Issue #2173, opened 2024-04-10
getMembers does not work as expected, behaviour change between 5.1.0 and 5.4.1


cemcakirlar:
**_Bug report_**

-   [X] I've checked documentation and searched for existing issues [and discussions](https://github.com/mobxjs/mobx-state-tree/discussions)
-   [X] I've made sure my project is based on the latest MST version
-   [X] Fork [this](https://codesandbox.io/s/y64pzxj01) code sandbox or another minimal reproduction.

**Sandbox link or minimal reproduction code**

https://codesandbox.io/p/sandbox/mobx-state-tree-todolist-forked-gn69gv?file=%2Fmodels%2FTodo.js

**Describe the expected behavior**
the code should display keys of props, volatiles, views and actions

```
{
  "_keys_properties": [
    "todos",
    "id",
    "title",
    "finished",
    "nameProp",
    "surnameProp"
  ],
  "_keys_volatile": [
    "newTodoTitle",
    "someVolatile",
    "someOtherVolatile"
  ],
  "_keys_views": [
    "$treenode",
    "toJSON",
    "unfinishedTodoCount",
    "addTodo",
    "handleChange",
    "handleNewTodoClick",
    "remainingTasks",
    "toggle",
    "view",
    "___debugMembers"
  ],
  "_keys_actions": [
    "addTodo",
    "handleChange",
    "handleNewTodoClick",
    "toggle"
  ]
}
```
A screenshot from my development environment for the same code but different more rich model
![image](https://github.com/mobxjs/mobx-state-tree/assets/4405476/39483a61-8527-4870-8a18-14a999b4f26e)

**Describe the observed behavior**

the code cannot  display keys of props, volatiles, views and actions correctly

it mixes actions into views, views into volatiles (not existing in the sample but see attached image, *_calculated props are views but shown in volatiles)

my initial inspection shows it was working fine with version 5.1.0, some code I copied from an old project did not give correct results, I am on 5.4.1

this may be related to types.compose(), a straight simple types.model() seems to be working fine with getMembers(), needs more inspection though.

coolsoftwaretyler:
Thanks for filing this @cemcakirlar, and sorry for the inconvenience!

For you or anyone else interested in figuring this out, here's a comparison of all the changes between the latest preview release and `v5.1.0`: https://github.com/mobxjs/mobx-state-tree/compare/v5.1.0...v6.0.0-pre.2

[...]

PR #2174, opened 2024-04-14
Fix/get members 2173

evinosheaforward:

Fix reported issue with actions being reported as views in getMembers:
https://github.com/mobxjs/mobx-state-tree/issues/2173

issue was bad if/else if causing actions to be returned as views.

The issues 

## Steps to validate locally

For brute force exploring the differences, I took the existing v5.1.0 reflection tests and ran them vs both 5.1.0 and master and compared the views, properties, volatiles, and actions. This did yield a result of extra views on master (extra view for each action), so I started a git bisect looking for the commit where that changed and found [62e7e8bafe8bf07f4694e429f734bb12323fd8ef](https://github.com/mobxjs/mobx-state-tree/commit/62e7e8bafe8bf07f4694e429f734bb12323fd8ef) as the "bad commit".

Then I updated the tests to fail in this PR.
Finally, the fix commit passes the new reflection tests


bun.lockb
evinosheaforward, line 1: Want to confirm this should be updated when I ran `bun install && bun run build`

coolsoftwaretyler:
Thanks @evinosheaforward! I will take a look today or early in the week. I expect we'll merge soon and ship a patch to v5, and include in v6.

evinosheaforward:
> Thanks @evinosheaforward! I will take a look today or early in the week. I expect we'll merge soon and ship a patch to v5, and include in v6.

I'll note that there may be another bug reported in #2173 
this PR fixes `actions -> views` but not `views -> volatiles`
I'll look into the latter and you can lmk if you want to ship the fixes separately or together

src/core/mst-operations.ts
```diff
@@ -891,8 +891,8 @@ export function getMembers(target: IAnyStateTreeNode): IModelReflectionData {
       else reflected.volatile.push(key)
       return
     }
-    if (descriptor.value._isMSTAction === true) reflected.actions.push(key)
     if (descriptor.value._isFlowAction === true) reflected.flowActions.push(key)
+    if (descriptor.value._isMSTAction === true) reflected.actions.push(key)
```
coolsoftwaretyler, line 895: **praise**: this is such a subtle bug. I had to read it a few times over. This has gotten me in other code bases before.

The problem is that we originally constructed a conditional statement like "If this is an MST action, push it into the actions block. Otherwise, if it's observable, we push it into the volatiles, and if that's not true, then this is a view and should be pushed there. The clauses were:

```ts
if (descriptor.value._isMSTAction == true) {
 . . .
 } else if (isObservableProp(target, key)) {
  . . . 
 } else {
  . . . 
 }
```

But when we added the [`_isFlowAction` check](https://github.com/mobxjs/mobx-state-tree/commit/62e7e8bafe8bf07f4694e429f734bb12323fd8ef#diff-3090c65cf4a55928afed579b85369bf9c433e2c9bd615adce4127686a944b56aR874), we made the original `._isMSTAction` no longer part of the `if / else`. So now the clauses are:

```ts
if (descriptor.value._isMSTAction == true) { } // Stands alone

// Separate if/else logic, and an _isMSTAction will also try to evaluate this one.
if (descriptor.value._isFlowAction == true) {
 . . .
 } else if (isObservableProps(target, key)) {
  . . . 
 } else {
  . . . 
 }
 ```
 
 So anything where `_isMSTAction === true` will get pushed into the `actions` array, and then try to evaluate itself in the second block of logic. It falls through to the final `else` clause and gets added to the `views` array.
 
@evinosheaforward thank you for the eyes on this one. I have a feeling this would have taken me far too long to spot.

**suggestion (non-blocking):** @evinosheaforward - On that note, will you please change the formatting of this whole conditional clause to use brackets, rather than the if/else shorthand? I think that will help prevent this issue in the future. As I mentioned in my first comment, I've hit this exact bug in other code bases before, and I find that it usually comes from too much shorthand, which can make it hard to spot the logic flaw.

File: __tests__/core/reflection.test.ts [hunk 2]
```diff
@@ -184,6 +185,8 @@ test("reflection - members chained", () => {
   expect(reflection.actions.includes("anotherAction")).toBe(true)
   expect(reflection.views.includes("viewName")).toBe(true)
   expect(reflection.views.includes("anotherView")).toBe(true)
+  expect(reflection.views.includes("actionName")).toBe(false)
+  expect(reflection.views.includes("anotherAction")).toBe(false)
```
coolsoftwaretyler, line 189: **praise:** @evinosheaforward - thanks for updating the test!

**issue (blocking):** can we also update these tests so they exercise the inline docs listed in `src/core/mst-operations.ts:866`, which say:

>  In the case where a model has two actions: `doSomething` and `doSomethingWithFlow`, where `doSomethingWithFlow` is a flow generator, the `actions` array will contain both actions, i.e. ["doSomething", "doSomethingWithFlow"], and the `flowActions` array will contain only the flow action, i.e. ["doSomethingWithFlow"].

**issue (blocking):** there's also an opportunity for us to exercise that same functionality in the `reflection - model` test in `__tests__/core/reflection.test.ts:59`

Let me know if you want a clearer suggestion on what to do with those, but I'd like to take this moment to improve our test coverage around this feature while we're looking at it.

coolsoftwaretyler (changes requested):
Hey @evinosheaforward - thanks again for this great PR! It definitely fixes the "actions in view reflection" part of #2173.

I think [the view/volatiles part](https://github.com/mobxjs/mobx-state-tree/issues/2173#issuecomment-2054097859) might be a separate issue. I'm inclined to handle that in a new PR to keep these things focused. I'll try and put together a test case for that one and respond in the original issue.

With that said, I have a few small requests to finish up this PR. I marked them as blocking because I want to get those changes in before merge, but if you don't have the time to address them this week, let me know and I can handle them.

src/core/mst-operations.ts
evinosheaforward: Yeah, very easy bug to write.
Since I was coming at it from the perspective of _knowing the bug_ it stood out.

I updated the syntax/formatting for clarify, good idea.

__tests__/core/reflection.test.ts
evinosheaforward: Thanks for the feedback!
>issue (blocking): there's also an opportunity for us to exercise that same functionality in the reflection - model test in __tests__/core/reflection.test.ts:59

I added the explicit test that the flow action is added to `actions` in the `reflection - model` test, good call.

>issue (blocking): can we also update these tests

I'd be glad to update this test, but it doesn't currently have any flow actions.
If you'd like me to add one, let me know if there the example from the other test would work:
```
  .actions((self) => {
    function actionName() {
      return 1
    }
    return {
      actionName,
      generatorAction: flow(function* generatorAction() {
        const promise = new Promise((resolve) => {
          resolve(true)
        })
        yield promise
      })
    }
  })
```

coolsoftwaretyler: Yup, that'd be perfect, thank you!

evinosheaforward: addressed this!

I also added a little line to confirm that an action associated with a flowaction is not added to the flowactions in getMembers. I saw no downside and potential upside, if you disagree just lmk!

coolsoftwaretyler: Nailed it! Will merge and get a patch release out sometime this week!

* * * *

| Task details |
Which lines in the records above include the word "when"? Copy them out.

| Result for this exercise |
evinosheaforward, line 1: Want to confirm this should be updated when I ran `bun install && bun run build`
But when we added the [`_isFlowAction` check](https://github.com/mobxjs/mobx-state-tree/commit/62e7e8bafe8bf07f4694e429f734bb12323fd8ef#diff-3090c65cf4a55928afed579b85369bf9c433e2c9bd615adce4127686a944b56aR874), we made the original `._isMSTAction` no longer part of the `if / else`. So now the clauses are:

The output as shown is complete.